Monday, June 19, 2006

The Rights To Look Towards The Lefts

Atal Vihari occasionally wakes up from his slumber to distribute the pearls of wisdom among his camaraderie. This time he had asked his party-men to look towards the lefts to set things right.That way they might be able to learn a lesson or two about how to stay in power years and years to come. Atal-ji might have hit it at the right spot at the right time. One of the weird puzzles in present Indian politics is who is the principal opposition party of the nation. Is it the BJP sitting on the Opposition benches or the lefts who contribute the biggest chunk of MPs supporting the ruling government ?

Take any goddamned issue under the sun that UPA lays its hands on the lefts are ever-ready to fire their salvos much before BJP spokesperson can even jot down their press statements. Footage of Prakash Karat and Sitaram Yechuri delivering the gibberish beams across every alternate news channel at every alternate political intrigue. The principal opposition party sadly is missing in all these actions. It might be high time for the lotus worshippers to take a diet of the leftist crash course before they are lost into obscurity.
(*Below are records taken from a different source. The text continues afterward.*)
PR #14100, opened 2025-08-04
ZJIT: Add helpers to prepare for C calls

k0kubun:
This PR adds helpers similar to `jit_prepare_call_with_gc`/`jit_prepare_non_leaf_call` in YJIT. Note that we're renaming `jit_*` functions to `gen_*` in ZJIT because we thought they were used for the same purpose.

* Define `gen_prepare_call_with_gc`: It's just an alias to `gen_save_pc`, but it clarifies the purpose by the function name.
* Define `gen_prepare_non_leaf_call`: It saves the whole frame state.
* Use `gen_prepare_non_leaf_call` for `invokebuiltin` and `opt_getconstant_path`: They are not leaf.

### DIFF
--- a/zjit/src/codegen.rs
+++ b/zjit/src/codegen.rs
@@ -340,7 +340,7 @@ fn gen_insn(cb: &mut CodeBlock, jit: &mut JITState, asm: &mut Assembler, functio
         Insn::SendWithoutBlockDirect { cd, state, self_val, args, .. } if args.len() + 1 > C_ARG_OPNDS.len() => // +1 for self
             gen_send_without_block(jit, asm, *cd, &function.frame_state(*state), opnd!(self_val), opnds!(args))?,
         Insn::SendWithoutBlockDirect { cme, iseq, self_val, args, state, .. } => gen_send_without_block_direct(cb, jit, asm, *cme, *iseq, opnd!(self_val), opnds!(args), &function.frame_state(*state))?,
-        Insn::InvokeBuiltin { bf, args, state, .. } => gen_invokebuiltin(asm, &function.frame_state(*state), bf, opnds!(args))?,
+        Insn::InvokeBuiltin { bf, args, state, .. } => gen_invokebuiltin(jit, asm, &function.frame_state(*state), bf, opnds!(args))?,
         Insn::Return { val } => return Some(gen_return(asm, opnd!(val))?),
         Insn::FixnumAdd { left, right, state } => gen_fixnum_add(jit, asm, opnd!(left), opnd!(right), &function.frame_state(*state))?,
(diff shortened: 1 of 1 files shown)


zjit/src/codegen.rs
```diff
@@ -490,25 +490,26 @@ fn gen_setlocal_with_ep(asm: &mut Assembler, val: Opnd, local_ep_offset: u32, le
...
+fn gen_invokebuiltin(jit: &JITState, asm: &mut Assembler, state: &FrameState, bf: &rb_builtin_function, args: Vec<Opnd>) -> Option<lir::Opnd> {
     // Ensure we have enough room fit ec, self, and arguments
     // TODO remove this check when we have stack args (we can use Time.new to test it)
     if bf.argc + 2 > (C_ARG_OPNDS.len() as i32) {
         return None;
     }
 
-    gen_save_pc(asm, state);
+    // Anything can happen inside builtin functions
+    gen_prepare_non_leaf_call(jit, asm, state)?;
```
st0012, line 512: I know the information is not passed in here, but do we want to use the annotated leaf attribute here in the future?
Or we'd mostly use it on the HIR level only?

zjit/src/codegen.rs
```diff
@@ -490,25 +490,26 @@ fn gen_setlocal_with_ep(asm: &mut Assembler, val: Opnd, local_ep_offset: u32, le
...
 
-fn gen_get_constant_path(asm: &mut Assembler, ic: *const iseq_inline_constant_cache, state: &FrameState) -> Opnd {
+fn gen_get_constant_path(jit: &JITState, asm: &mut Assembler, ic: *const iseq_inline_constant_cache, state: &FrameState) -> Option<Opnd> {
     unsafe extern "C" {
         fn rb_vm_opt_getconstant_path(ec: EcPtr, cfp: CfpPtr, ic: *const iseq_inline_constant_cache) -> VALUE;
     }
 
-    // Save PC since the call can allocate an IC
-    gen_save_pc(asm, state);
+    // Anything could be called on const_missing
```
st0012, line 498: Thanks for this comment. Does autoloading happen during this operation too?

st0012 (approved):

zjit/src/codegen.rs
k0kubun: Yeah, we'd need to use that information here. I don't have a strong preference on how the HIR should present it to codegen, but at least it's not worth adding a different `Insn` for it depending on whether it's leaf or not.

zjit/src/codegen.rs
k0kubun: It does. I kinda intended to imply that as one of "const" is "missing" situations, but I guess it's not technically accurate to associate const"_"missing to autoload. Anyway, mentioning const_missing should be enough to prove its non-leafness.

PR #14101, opened 2025-08-04
ZJIT: Implement `defined?` codegen for non-yield calls

st0012:
I found this when studying call preparations in YJIT and use [its implementation](https://github.com/ruby/ruby/blob/master/yjit/src/codegen.rs#L3320-L3346) as a reference.


zjit/src/hir.rs
```diff
@@ -1172,7 +1172,7 @@ impl Function {
             &ArrayDup { val, state } => ArrayDup { val: find!(val), state },
             &HashDup { val, state } => HashDup { val: find!(val), state },
             &CCall { cfun, ref args, name, return_type, elidable } => CCall { cfun, args: find_vec!(args), name, return_type, elidable },
-            &Defined { op_type, obj, pushval, v } => Defined { op_type, obj, pushval, v: find!(v) },
+            &Defined { op_type, obj, pushval, v, state } => Defined { op_type, obj, pushval, v: find!(v), state: find!(state) },
```
st0012, line 1176: I actually am not sure if I need to use `find!` for state here. How should I decide what value requires `find!` and what doesn't 🤔

st0012:
Changing this to draft because it panics on Ubuntu.

zjit/src/hir.rs
tekknolagi: Right now state is the odd one out. It "should" be find-ed ("found"?) but we will never actually rewrite it so it doesn't matter in practice

zjit/src/codegen.rs
```diff
@@ -455,7 +455,22 @@ fn gen_defined(jit: &JITState, asm: &mut Assembler, op_type: usize, _obj: VALUE,
                 Some(Qnil.into())
             }
         }
-        _ => None
+        _ => {
+            // Skip on x86_64 due to index out of bounds on live ranges
```
tekknolagi: Please make this actionable; add a TODO

zjit/src/codegen.rs
```diff
@@ -455,7 +455,22 @@ fn gen_defined(jit: &JITState, asm: &mut Assembler, op_type: usize, _obj: VALUE,
...
+            // May be related to https://github.com/Shopify/ruby/issues/646
+            if cfg!(target_arch = "x86_64") {
+                None
+            } else {
+                // Save the PC and SP because the callee may allocate or call #respond_to?
+                gen_prepare_non_leaf_call(jit, asm, state)?;
+
+                // Call vm_defined(ec, reg_cfp, op_type, obj, v)
+                let def_result = asm.ccall(rb_vm_defined as *const u8, vec![EC, CFP, op_type.into(), obj.into(), tested_value]);
```
tekknolagi: Is there a reason you are not using the ccall! macro?

zjit/src/codegen.rs
```diff
@@ -455,7 +455,22 @@ fn gen_defined(jit: &JITState, asm: &mut Assembler, op_type: usize, _obj: VALUE,
...
+
+                asm.test(def_result, Opnd::UImm(255));
```
tekknolagi: Can you add a todo to split this up into the sub-cases? They are (I think) known at compile-time

tekknolagi: Why are you testing against 255? rb_vm_defined returns a bool

k0kubun:
> Skipping this codegen for x86_64 & omitting the newly added test would make the tests pass. But I'm not sure if we'd want to ship an implementation for just one architecture first instead of both. Thoughts?

This seems to add more problems (skipped tests and arch-specific codegen, which could require zjit-test-all to disable a different set of tests depending on the arch) than solving ones. We've deliberately avoided this kind of arch-specific situations by using the same number of registers (and the same size of code pages in YJIT) for both arches. We should be able to just fix https://github.com/Shopify/ruby/issues/646 first if it's blocking something else.

st0012:
Thanks for both of your input. I’ll convert this back to draft now.

zjit/src/codegen.rs
st0012: It can return `Qfalse` too from `rb_vm_defined`. But yeah `Qfalse` and `false` are both `0` so we can just do `asm.test(def_result, def_result)`

st0012: Added a comment and created https://github.com/Shopify/ruby/issues/679

XrXr (changes requested):
The `test reg, 0xff` is in fact load bearing. Since `bool` is 1 byte, ABI has it that it does not have to fill the entire register, so there might be junk in the upper bits for `false`.

https://github.com/ruby/ruby/blob/24d0b458cd6ccde1e052c1db15af120def349693/yjit/src/codegen.rs#L10399-L10402

tekknolagi:
Can we just do `testb` equivalent?

tekknolagi:
I feel like `test(a, a)` is not meaningfully visually different from `test(a, 1)` unless you assume that the assembler always generates the shortest instruction (which may not be the case)

zjit/src/codegen.rs
st0012: Let me correct myself: because `rb_vm_defined` returns `bool`, the potential `VALUE` object returned from `vm_defined` would be implicitly converted into `bool` too. So `rb_vm_defined` can only return `bool`.

zjit/src/codegen.rs
```diff
@@ -455,7 +455,20 @@ fn gen_defined(jit: &JITState, asm: &mut Assembler, op_type: usize, _obj: VALUE,
...
+
+            // TODO: Inline the cases for each op_type
+            // Call vm_defined(ec, reg_cfp, op_type, obj, v)
+            let def_result = asm_ccall!(asm, rb_vm_defined, EC, CFP, op_type.into(), obj.into(), tested_value);
+
+            // Mask the bool result with 0xFF to check only the low byte
+            // C ABI only guarantees the low byte is valid for bool returns
+            // upper bits are undefined and may contain garbage
+            asm.test(def_result, Opnd::UImm(255));
+            Some(asm.csel_nz(pushval.into(), Qnil.into()))
```
k0kubun: > I feel like test(a, a) is not meaningfully visually different from test(a, 1) unless you assume that the assembler always generates the shortest instruction (which may not be the case)

`cmp(a, 0)` + `csel_ne` might be what Max wants. The x86 backend converts `cmp(a, 0)` followed by `csel_ne` into `test(a, a)` because it in fact generates a shorter instruction.

Combined with the `_Bool` problem Alan pointed out, we probably want to use:

```suggestion
            asm.cmp(def_result.with_num_bits(8).unwrap(), 0.into);
            Some(asm.csel_ne(pushval.into(), Qnil.into()))
```

k0kubun: sorry, I meant `with_num_bits`. let me update the comment

zjit/src/codegen.rs
k0kubun: This seems to have come from YJIT's `gen_defined()`, and from what Alan said on Slack, it might have been a carry over from the assembler when it was written in C.

I don't know why we didn't use `test(a, 1)` at the time, but `test(a, 255)` might have been a way to say we want to mask higher bits without having a proper API like `with_num_bits(8)`. `test(reg_64, 1_u64)` would mask higher bits too, so for `test`, I guess we don't have a reason to use `255` today.

zjit/src/codegen.rs
st0012: Ah thanks for the `with_num_bits` update. I was quite confused but now it makes sense.

PR #14102, opened 2025-08-04
ZJIT: Remove GC offsets overwritten by invalidation

k0kubun:
This PR removes GC offsets then they are overwritten on invalidation. This allows `require "bundler/setup"` to run successfully on yjit-bench. ~It also adds `rb_zjit_iseq_free` hook that frees the ZJIT payload and the invariants when an ISEQ is freed.~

But however strong BJP tries to fight back unless they shift their priorities on their agenda list they will go down the lane. The reason lies in the very way that any other democracy works to protect the driving force of the respective nation : it's economy.

In every democracy there are different shades of politics for the people to rally their idealogies. While the rightists define the gripping conservative hardliners, the lefts are supposed to be the liberal, anti-establishment edge of the spectrum. In an hour of crisis either of these two shades of the political palette strikes as the exhaust passage to let the steam off the cookpot.


BJP rise to power was primarily fuelled by the economic crisis that marked the early years of the last decade. India was opening its economy to the world under the guidance of the then finance minister Manmohan Singh. The results would not be showing immediately but surely something was needed to instil the national pride, to make people believe that India also can do it. Who other than the rightists suited this role to bring back the order out the randomness of the whims and fancies of the Gandhi topi.

But once the economy stabilised and the sensex started leaping northwards, the hardliners might prove to be a threat to the investments. The Swadeshi essence always carried the potential reverse gear danger to a closed-door economy and was weighed as a too high risk to be taken. Logically the moderates will be best bet in the scenario when the boom of the economy surpasses expectations of the greatest of all sceptics. And thus we had the return of the Congress back to Delhi's corridors of power.


Even with the moderates running the country the economy does face hindrance. It faces blockades in the exasperation arising out of disparity that characterizes any free market-based economy. These angry voices can be best channelled across the intellectual leftist movement. They perfectly fit the role of maintaining the rebellious zeal with a promise of a volte-face as and when required.

The moderates and the leftists will mark the collaboration that will characterize the next few years of Indian political canvass till another economic factor changes this balance. Till then the lefts will be right and the rights might be left out.